Task objective | Using the data below, work out how many lines contain the word "showing", then state that number without comment.

Saved data entries |
━━━━━━

Issue #681, opened 2022-02-21
Miscellaneous 9bit issues


itsdarsh:
- [x] Alolan Raichu's front sprite animation is bugged. (https://discord.com/channels/332698009060114434/933019563535253534/934551623437525012)
- [x] Celadon Eusine and Bill take a very long time to check if the player has the legendary beasts, delaying opening their textboxes significantly.
- [x] Certain babies cannot be hatched. Mantyke, Tyrogue, and possibly others. You get the evolved form instead.
- [x] Gender display is messed up when using items like Rare Candy. (https://discord.com/channels/332698009060114434/933019563535253534/933380995120525322)
- [x] Occasionally, mons will come out of eggs with the shiny palette and then not be shiny when you check them. (https://discord.com/channels/332698009060114434/933019563535253534/933356508413054986)
- [x] The Hall of Fame sequence shows incorrect species names. (https://discord.com/channels/332698009060114434/933019563535253534/933347429535870986)
- [x] Unown counter isn't working
- [x] Cancelling an evolution crashes the game.
- [x] Odd Souvenir says not able for (Surfing only?) Pikachu but can be used on it regardless.
- [x] Refreshing the battle screen by going into a menu and back shows normal Pikachu even if the foe is Surfing/Flying.
- [x] Leveling up and triggering Pickup at the end of battle messes up the palettes. (https://discord.com/channels/332698009060114434/933019563535253534/933028014848106616)
- [x] Pokémon sent out by enemy trainers all have the same cry. **(Cannot reproduce)**
- [ ] Moves that trigger additional messages will basically skip the "X used Y!" text on Instant Text. **(Not specific to 9bit)**
- [x] Abilities like Static that modify encounter chances don't seem to be working correctly.
- [x] Battle Factory rentals are broken
- [x] Clock is reset to midnight when starting a new game

Issue #567, opened 2020-08-24
engine/pokemon/search.asm needs refactoring to handle flags properly


earthoul:
> `#questions`
>
> 2020-08-23 20:45 UTC
> Rangi: but I may just replace the whole logic with flags for when you catch \[legendaries\]
>
> 2020-08-23 20:53 UTC
> Rangi: \[…\] There are too many possible combinations of "triggered the event, seen the mon, caught the mon, still own the mon".  I'll bet this is responsible for \[#208\].

[search.asm](https://github.com/Rangi42/polishedcrystal/blob/feb69f82570f9b010ce77f931c63a8941035f3f4/engine/pokemon/search.asm) contains `SpecialBeastsCheck`, `SpecialBirdsCheck`, `SpecialDuoCheck` and more, which are also related to some flags such as Eusine and Lawrence. Some cases (not fully descriptive yet, though), including but not limited to #208, don't set those flags properly.

Found by: `@Salamandar`, `@singularity`, `@Rangi` & Co. on `#questions`

Rangi42:
Related pokecrystal bug: https://github.com/pret/pokecrystal/blob/master/docs/bugs_and_glitches.md#checkownmonanywhere-does-not-check-the-day-care

PR #690, opened 2022-06-02
Search ASM refactor

vulcandth:
Okay; so the following was an idea I had in refactoring search.asm #567 . Feel free to use some, all, or none of this. One of the things I noticed as being a problem is the reliance on Pokedex caught flags to determine if a legendary pokemon has been caught. The problem with using these is the fact it doesn't verify that the legendary was caught by the Player. From what I understand (unless polishedcrystal changes this somewhere), traded pokemon, for example, would set the pokedex caught flag. Also, reliance on `CheckOwnMonAnywhere` has a problem where the user could trade away their Legendary, hide it somewhere (lookin at you daycare), or something else.

Changes:

- Added `ENGINE_PLAYER_CAUGHT_*` engine flags to record the _**Player**_ has caught the mon. These are currently only used for the one-offs.
- `wBattleResult` now always sets bit 6 if pokemon is caught.
- Repurposed `CheckCaughtCelebi` to `CheckBattleCaughtResult`. It now checks `wBattleResult` if pokemon was caught
- Added `BATTLERESULT_*` constants and applied throughout code.
- Simplified `SpecialBeastsCheck` `SpecialBirdsCheck`, and `SpecialDuoCheck`
- Removed `SpecialMonCheck` and `CheckOwnMonAnywhere`

Todo:

- [x] - Record Sudowoodo caught result `wBattleResult` (Currently only `BATTLETYPE_LEGENDARY` and `BATTLETYPE_ROAMING`)
- [x] - Test capturing SUDOWOODO sets the correct `ENGINE_PLAYER_CAUGHT_SUDOWOODO` bit in `wPlayerCaught2`
- [x] - Test capturing SUICUNE sets the correct `ENGINE_PLAYER_CAUGHT_SUICUNE` bit in `wPlayerCaught` (also tests `CheckBattleCaughtResult`)
- [x] - Test **failing** to capture SUICUNE correctly does not set the `ENGINE_PLAYER_CAUGHT_SUICUNE` flag.
- [x] - Test capturing roaming RAIKOU and ENTEI sets their respective `ENGINE_PLAYER_CAUGHT_*` flags.
- [x] - Test RAIKOU and ENTEI appear in Tin Tower if they haven't been caught.
- [x] - Test RAIKOU and ENTEI do not appear in Tin Tower if they were successfully caught prior.
- [x] - Test EUSINE in `EUSINES_HOUSE` Skips beasts dialog and showing the player beats if all beasts have been caught. (This tests `SpecialBeastsCheck`)
- [x] - Test EUSINE in `EUSINES_HOUSE` Skips showing individual beasts if they have already been caught by the player.
- [x] - Test `RespawnOneOffs` Specially Suicune Roaming if wasn't caught.
- [x] - Test `RespawnOneOffs` if Entei and Raikou were caught. Ensured that they were not respawned.
- [ ] - Other tests

Possible further improvements:

- [ ] - Rework more of the event scripts to utilized these flags instead of others.

Possible alternatives to my implementation:

- Remove `CheckOwnMonAnywhere` and `SpecialMonCheck` only and utilize standard Event flags to keep track of things.

Final Note:

Yes, I put some time in this.. Mainly this has been something to help myself learn. I will have no hard feelings if you don't think this is the correct approach and close this PR. I will open as a draft for now, Feel free to look it over and let me know if I need to not waste any more time on this.

References:
#681


engine/events/specials.asm
```diff
@@ -354,54 +354,78 @@ RespawnOneOffs:
 	eventflagreset EVENT_BEAT_CYNTHIA
 .SkipCynthia
 
-	ld a, SUDOWOODO - 1
-	call CheckCaughtMon
+	ld de, ENGINE_PLAYER_CAUGHT_SUDOWOODO
+	ld b, 2 ; check
```
Rangi42, line 358: There's a `CHECK_FLAG` constant for this.

engine/pokemon/search.asm
```diff
@@ -1,81 +1,35 @@
...
-
-	ld a, SUICUNE
-	ldh [hScriptVar], a
-	call CheckOwnMonAnywhere
-	jr nc, SpecialMonCheckFailed
-
-	; they exist
+	ld a, [wPlayerCaught]
+	and CAUGHT_BEASTS_MASK
+	cp CAUGHT_BEASTS_MASK
```
Rangi42, line 7: https://github.com/pret/pokecrystal/wiki/Optimizing-assembly-code#compare-a-to-a-mask-after-masking-it

engine/pokemon/search.asm
```diff
@@ -1,81 +1,35 @@
...
-
-	ld a, MOLTRES
-	ldh [hScriptVar], a
-	call CheckOwnMonAnywhere
-	jr nc, SpecialMonCheckFailed
-
-	; they exist
+	ld a, [wPlayerCaught]
+	and CAUGHT_BIRDS_MASK
+	cp CAUGHT_BIRDS_MASK
```
Rangi42, line 19: https://github.com/pret/pokecrystal/wiki/Optimizing-assembly-code#compare-a-to-a-mask-after-masking-it

engine/pokemon/search.asm
```diff
@@ -1,81 +1,35 @@
...
+; Check if the player has caught Lugia and Ho-Oh.
 ; Return the result in hScriptVar.
 
-	call CheckOwnMonAnywhere
-	jr nc, SpecialMonCheckFailed
-
-	; they exist
+	ld a, [wPlayerCaught]
+	and CAUGHT_DUO_MASK
+	cp CAUGHT_DUO_MASK
```
Rangi42, line 31: https://github.com/pret/pokecrystal/wiki/Optimizing-assembly-code#compare-a-to-a-mask-after-masking-it

engine/pokemon/search.asm
```diff
@@ -85,68 +39,15 @@ SpecialMonCheckFailed:
...
-	scf
-	ret z
-	jr .cmp_ot
-.next
-	dec c
-	jr nz, .loop
-	dec b
-	bit 7, b ; check for reaching -1
-	jr z, .outer_loop
+CheckBattleCaughtResult:
```
Rangi42, line 42:
```
CheckBattleCaughtResult:
	ld a, [wBattleResult]
	and 1 << 6
	rlca
	rlca
	ldh [hScriptVar], a
	ret
```

engine/events/specials.asm
```diff
@@ -354,54 +354,78 @@ RespawnOneOffs:
 	eventflagreset EVENT_BEAT_CYNTHIA
 .SkipCynthia
 
-	ld a, SUDOWOODO - 1
-	call CheckCaughtMon
+	ld de, ENGINE_PLAYER_CAUGHT_SUDOWOODO
+	ld b, CHECK_FLAG
+	call _EngineFlagAction
+	ld a, c
+	and a
```
vulcandth, line 361: A lot of redundant code here... Not sure if I should optimize for cycles or bytes here.

Optimizing for bytes would be something like:
```asm
	ld de, ENGINE_PLAYERCAUGHT_SUDOWOODO
	call CheckCaughtFlag
	jr nz, .CaughtSudowoodo
	eventflagreset EVENT_ROUTE_36_SUDOWOODO
```

```asm
CheckCaughtFlag:
	ld b, CHECK_FLAG
	call _EngineFlagAction
	ld a, c
	and a
	ret
```
I'm estimating this would save roughly 33 bytes... but add an extra 110 cycles.

Rangi42: The whole routine is doing a lot of slow flag work anyway, so may as well optimize for size.

vulcandth:
Please note that merging this will cause small problem with old saves. If the player has caught any of the one-offs already, the respawnoneoff code will respawn all of them again. As old saves will not have any of the caught flags set.

vulcandth:
Alright I think i'm ready for official review. Currently this is targeting Master; let me know if you want it rebased for 9-bit instead. Also please let me know if you want other tests performed. I'll do any you feel is necessary, see the first post on the list of tests i've already performed.

engine/events/specials.asm
```diff
@@ -435,11 +435,10 @@ RespawnOneOffs:
 	ret
 
 CheckCaughtFlag:
-; Sets the z flag if the player has not caught the mon
+; EngineFlagAction sets the z flag if the player has not caught the mon
 ; input: de = ENGINE_PLAYER_CAUGHT_*
 	ld b, CHECK_FLAG
-	call _EngineFlagAction
-	dec c
+	farcall EngineFlagAction
```
Rangi42, line 441: You should always turn `call Foo / ret` into `jmp Foo`, and `farcall Foo / ret` into `farjp Foo`. (PC uses `jmp` as a macro to warn when a `jp` can be optimized to `jr`.) Run `utils/optimize.py` to double-check such micro-issues.

constants/battle_constants.asm
```diff
@@ -311,6 +311,10 @@ QUICK_PACK   EQU 1 << QUICK_PACK_F
 	const LOSE
 	const DRAW
 
+DEF BATTLERESULT_CAUGHT_POKEMON EQU 6
```
Rangi42, line 314: Generally bitflag constants end in `_F`.

Rangi42: Also `const_def` would be used even for such a short sequence:
```
const_def 6
const BATTLERESULT_CAUGHT_POKEMON  ; 6
const BATTLERESULT_BOX_FULL        ; 7
```

engine/items/item_effects.asm
```diff
@@ -499,11 +499,11 @@ PokeBallEffect:
 	ld a, [wBattleType]
 	cp BATTLETYPE_CONTEST
 	jmp z, .catch_bug_contest_mon
-	cp BATTLETYPE_LEGENDARY
-	jr nz, .not_celebi ; false positive for other legendaries, but that's okay
+
+	; Set wBattleResult bit 6 to record
+	; that the pokémon was caught.
```
Rangi42, line 504: `set BATTLERESULT_CAUGHT_POKEMON, [hl]` is obvious enough that this comment can be removed. Especially since, if the value of `BATTLERESULT_CAUGHT_POKEMON` were ever changed from 6, the comment would become misleading.

constants/battle_constants.asm
vulcandth: This section was actually just lifted from pokecrystal.. but easy enough.

engine/events/specials.asm
vulcandth: The more I read this; the more confused I get. I understand that `jmp` should be used instead of `jp` because it can provide an assert warning if it can be optimized to `jr`, but how can you replace a `call Foo / ret`? Aren't `jp`/`jr` used if you don't need to `ret`?

And looking at the `farjp` macro; i'm not sure what the significance of `BANK(\1) | $80` is doing compared to a normal `farcall`. 

Oh, and I ran utils/optimize.py without changing anything.. and it doesn't appear to have found anything wrong with what i'm doing.

I'm not being argumentative here... I love these learning opportunities for myself!

ctuncan: If the only thing you do after a call is a ret, then it can be replaced by a jmp. This is known as a "tail call" if you wanna look up more details on it.

But here's my attempted explanation:
Call sets up a "stack frame" (in general computer science. Here the only thing in the frame is the return address)
Ret then takes the latest stack frame and returns to that location.

So for example:

```
start:
  call A // 1. Set up stack frame #1 and jump to A
  nop // Stack Frame #1 points here. 5. We get here!
  // END
  
A:
  call B // 2. Set up stack frame #2 and jump to B
  ret // Stack frame #2 points here. 4. pop stack frame #1 and jump to start's nop
  
B: 
  ret // 3. Pop stack frame #2 and jump to A's ret
```

I tried to label what happens at each instruction here, in numbered order, hope you can follow!
The tail call optimisation says that stack frame #2 is useless! Why not just jump straight from B back to start, as we don't need to do anything more at A.

Since all call does is setup the stack and jump, we can just jump to skip setting up the stack.
And because we jump out of A, we don't need to ret any more either as we would never reach that instruction.

Sorry if I'm stepping on your toes in your own repo Rangi!

ctuncan: Essentially consider `call` == `push pc; jp`, and `farcall `== `push pc, farjp`, while `ret` == `pop pc`.

This means that an unoptimised tailcall is equivalent to:
```
push pc
jp
push pc
jp
//do work
pop pc 
pop pc
```

The inner push/pop isn't needed as you never use the value you're saving.
The same applies if you push/poping registers that don't actually need to be saved.

Rangi42 (approved):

━━━━━━

Your solution | 2